◆ **Problem requirements**:
Reproduce all of the data exactly as written.
-- Records shown follows --
Issue #12605, opened 2025-04-01
Drop support for reading executable name requests from `.python-version` files


zanieb:
It seems weird to write an executable name to a `.python-version` file, and this causes conflicts with `pyenv-virtualenv` as they write environment names there (see https://github.com/astral-sh/uv/pull/7935)

I think we should just ignore `.python-version` files if they contain this. Perhaps warn?

PR #12909, opened 2025-04-15
Ignore arbitrary Python requests in version files

zanieb:
Closes https://github.com/astral-sh/uv/issues/12605

### DIFF
--- a/crates/uv/tests/it/python_find.rs
+++ b/crates/uv/tests/it/python_find.rs
@@ -218,6 +218,82 @@ fn python_find_pin() {
 }
 
 #[test]
+fn python_find_pin_arbitrary_name() {
+    let context: TestContext = TestContext::new_with_versions(&["3.11", "3.12"]);
+
+    // Try to pin to an arbitrary name
+    uv_snapshot!(context.filters(), context.python_pin().arg("foo"), @r"
+    success: false
+    exit_code: 2
+    ----- stdout -----
+
+    ----- stderr -----
+    error: Requests for arbitrary names (e.g., `foo`) are not supported in version files
+    ");
+
+    // Pin to an arbitrary name, bypassing uv
+    context
+        .temp_dir
+        .child(".python-version")
+        .write_str("foo")
+        .unwrap();
+
+    // The arbitrary name should be ignored
+    uv_snapshot!(context.filters(), context.python_find(), @r"
+    success: true
+    exit_code: 0
+    ----- stdout -----
+    [PYTHON-3.11]
+
+    ----- stderr -----
+    warning: Ignoring unsupported Python request `foo` in version file: [TEMP_DIR]/.python-version
+    ");
+
+    // The pin should be updatable
+    uv_snapshot!(context.filters(), context.python_pin().arg("3.11"), @r"
+    success: true
+    exit_code: 0
+    ----- stdout -----
+    Pinned `.python-version` to `3.11`
+
+    ----- stderr -----
+    warning: Ignoring unsupported Python request `foo` in version file: [TEMP_DIR]/.python-version
+    ");
+
+    // Warnings shouldn't appear afterwards...
+    uv_snapshot!(context.filters(), context.python_pin().arg("3.12"), @r"
+    success: true
+    exit_code: 0
+    ----- stdout -----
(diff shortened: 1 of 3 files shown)


zanieb:
Arguably, we may want to roll this out in preview with a warning first? I don't know why anyone would rely on this behavior though.

zanieb:
The test failures look like a problem, I'll need to look into that.

crates/uv/tests/it/python_find.rs
```diff
@@ -207,6 +207,82 @@ fn python_find_pin() {
...
+    context
+        .temp_dir
+        .child("foo")
+        .child(".python-version")
+        .write_str("foo")
+        .unwrap();
+
+    // The arbitrary name should be ignored, but we won't walk up to the parent `.python-version`
+    // file (which contains 3.12); this behavior is a little questionable but we probably want to
+    // ignore all empty version files if we want to change this?
```
jtfmumm, line 274: We currently treat an empty version file as "there is no Python pin"? I think I'd find that surprising, but agree it could be fixed in a separate PR.

jtfmumm:
> Arguably, we may want to roll this out in preview with a warning first? I don't know why anyone would rely on this behavior though.

I assume since this is on the `v0.7.0` milestone we're going to skip preview. In that case, looks good.

jtfmumm (approved):

crates/uv/tests/it/python_find.rs
zanieb: Yeah, but... it is sort of reasonable if you want to stop discovery of a parent pin for some reason? I'm not sure what the use-case is for an empty file is. I would expect us to continue in _this_ case where we declare a file invalid, e.g., so we fall back to the global config or whatever — but I'm not sure if it's worth trying to implement? At the very least, this shouldn't be a regression because uv is completely unusable with `pyenv-virtualenv` today.

jtfmumm: Yeah that makes sense

zanieb: #12972

edmorley: > At the very least, this shouldn't be a regression because uv is completely unusable with `pyenv-virtualenv` today.

Personally I think `pyenv-virtualenv`'s design choice to overload the `.python-version` file to point at a specific venv rather than specifying the actual Python version is an anti-pattern. It feels like the venv location should be stored somewhere else (or at the least, as a line in `.python-version` that's a code comment, alongside the actual version). 

The problem with permitting `.python-version` files that contain something other than a version, is that for non-local workflows (eg GitHub Actions, production build systems eg on a PaaS), the `.python-version` venv path won't be valid, and they won't know what Python version to use. (In our Python buildpacks we validate the contents of `.python-version` and reject any that aren't a valid version.)

zanieb: > Personally I think pyenv-virtualenv's design choice to overload the .python-version file to point at a specific venv rather than specifying the actual Python version is an anti-pattern. It feels like the venv location should be stored somewhere else (or at the least, as a line in .python-version that's a code comment, alongside the actual version).

I strongly agree.

zanieb: It sounds like you're aligned with this change though? Since we're being stricter about `.python-version` file contents?

edmorley: Yeah - I was commenting mainly since it seemed like #12972 was considering relaxing the restrictions - though I probably should have commented there instead :-)

zanieb: I think it's a matter of what we do when we encounter an invalid `.python-version` file. Here, we'll ignore an arbitrary name instead of treating it as an interpreter request — but it'll still break discovery of a possibly correct `.python-version` file. In some sense, this is less strict, because now you can use uv with bad `.python-version` files, but... also you can't create them with uv and we won't respect them 🤷‍♀️

zanieb: In an ideal world, we'd probably error — but I want to enable `pyenv-virtualenv` users to transition to uv for the rest of their workflow.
-- Records shown concluded --
◆ **Answer to this exercise**:
Issue #12605, opened 2025-04-01
Drop support for reading executable name requests from `.python-version` files


zanieb:
It seems weird to write an executable name to a `.python-version` file, and this causes conflicts with `pyenv-virtualenv` as they write environment names there (see https://github.com/astral-sh/uv/pull/7935)

I think we should just ignore `.python-version` files if they contain this. Perhaps warn?

PR #12909, opened 2025-04-15
Ignore arbitrary Python requests in version files

zanieb:
Closes https://github.com/astral-sh/uv/issues/12605

### DIFF
--- a/crates/uv/tests/it/python_find.rs
+++ b/crates/uv/tests/it/python_find.rs
@@ -218,6 +218,82 @@ fn python_find_pin() {
 }
 
 #[test]
+fn python_find_pin_arbitrary_name() {
+    let context: TestContext = TestContext::new_with_versions(&["3.11", "3.12"]);
+
+    // Try to pin to an arbitrary name
+    uv_snapshot!(context.filters(), context.python_pin().arg("foo"), @r"
+    success: false
+    exit_code: 2
+    ----- stdout -----
+
+    ----- stderr -----
+    error: Requests for arbitrary names (e.g., `foo`) are not supported in version files
+    ");
+
+    // Pin to an arbitrary name, bypassing uv
+    context
+        .temp_dir
+        .child(".python-version")
+        .write_str("foo")
+        .unwrap();
+
+    // The arbitrary name should be ignored
+    uv_snapshot!(context.filters(), context.python_find(), @r"
+    success: true
+    exit_code: 0
+    ----- stdout -----
+    [PYTHON-3.11]
+
+    ----- stderr -----
+    warning: Ignoring unsupported Python request `foo` in version file: [TEMP_DIR]/.python-version
+    ");
+
+    // The pin should be updatable
+    uv_snapshot!(context.filters(), context.python_pin().arg("3.11"), @r"
+    success: true
+    exit_code: 0
+    ----- stdout -----
+    Pinned `.python-version` to `3.11`
+
+    ----- stderr -----
+    warning: Ignoring unsupported Python request `foo` in version file: [TEMP_DIR]/.python-version
+    ");
+
+    // Warnings shouldn't appear afterwards...
+    uv_snapshot!(context.filters(), context.python_pin().arg("3.12"), @r"
+    success: true
+    exit_code: 0
+    ----- stdout -----
(diff shortened: 1 of 3 files shown)


zanieb:
Arguably, we may want to roll this out in preview with a warning first? I don't know why anyone would rely on this behavior though.

zanieb:
The test failures look like a problem, I'll need to look into that.

crates/uv/tests/it/python_find.rs
```diff
@@ -207,6 +207,82 @@ fn python_find_pin() {
...
+    context
+        .temp_dir
+        .child("foo")
+        .child(".python-version")
+        .write_str("foo")
+        .unwrap();
+
+    // The arbitrary name should be ignored, but we won't walk up to the parent `.python-version`
+    // file (which contains 3.12); this behavior is a little questionable but we probably want to
+    // ignore all empty version files if we want to change this?
```
jtfmumm, line 274: We currently treat an empty version file as "there is no Python pin"? I think I'd find that surprising, but agree it could be fixed in a separate PR.

jtfmumm:
> Arguably, we may want to roll this out in preview with a warning first? I don't know why anyone would rely on this behavior though.

I assume since this is on the `v0.7.0` milestone we're going to skip preview. In that case, looks good.

jtfmumm (approved):

crates/uv/tests/it/python_find.rs
zanieb: Yeah, but... it is sort of reasonable if you want to stop discovery of a parent pin for some reason? I'm not sure what the use-case is for an empty file is. I would expect us to continue in _this_ case where we declare a file invalid, e.g., so we fall back to the global config or whatever — but I'm not sure if it's worth trying to implement? At the very least, this shouldn't be a regression because uv is completely unusable with `pyenv-virtualenv` today.

jtfmumm: Yeah that makes sense

zanieb: #12972

edmorley: > At the very least, this shouldn't be a regression because uv is completely unusable with `pyenv-virtualenv` today.

Personally I think `pyenv-virtualenv`'s design choice to overload the `.python-version` file to point at a specific venv rather than specifying the actual Python version is an anti-pattern. It feels like the venv location should be stored somewhere else (or at the least, as a line in `.python-version` that's a code comment, alongside the actual version). 

The problem with permitting `.python-version` files that contain something other than a version, is that for non-local workflows (eg GitHub Actions, production build systems eg on a PaaS), the `.python-version` venv path won't be valid, and they won't know what Python version to use. (In our Python buildpacks we validate the contents of `.python-version` and reject any that aren't a valid version.)

zanieb: > Personally I think pyenv-virtualenv's design choice to overload the .python-version file to point at a specific venv rather than specifying the actual Python version is an anti-pattern. It feels like the venv location should be stored somewhere else (or at the least, as a line in .python-version that's a code comment, alongside the actual version).

I strongly agree.

zanieb: It sounds like you're aligned with this change though? Since we're being stricter about `.python-version` file contents?

edmorley: Yeah - I was commenting mainly since it seemed like #12972 was considering relaxing the restrictions - though I probably should have commented there instead :-)

zanieb: I think it's a matter of what we do when we encounter an invalid `.python-version` file. Here, we'll ignore an arbitrary name instead of treating it as an interpreter request — but it'll still break discovery of a possibly correct `.python-version` file. In some sense, this is less strict, because now you can use uv with bad `.python-version` files, but... also you can't create them with uv and we won't respect them 🤷‍♀️

zanieb: In an ideal world, we'd probably error — but I want to enable `pyenv-virtualenv` users to transition to uv for the rest of their workflow.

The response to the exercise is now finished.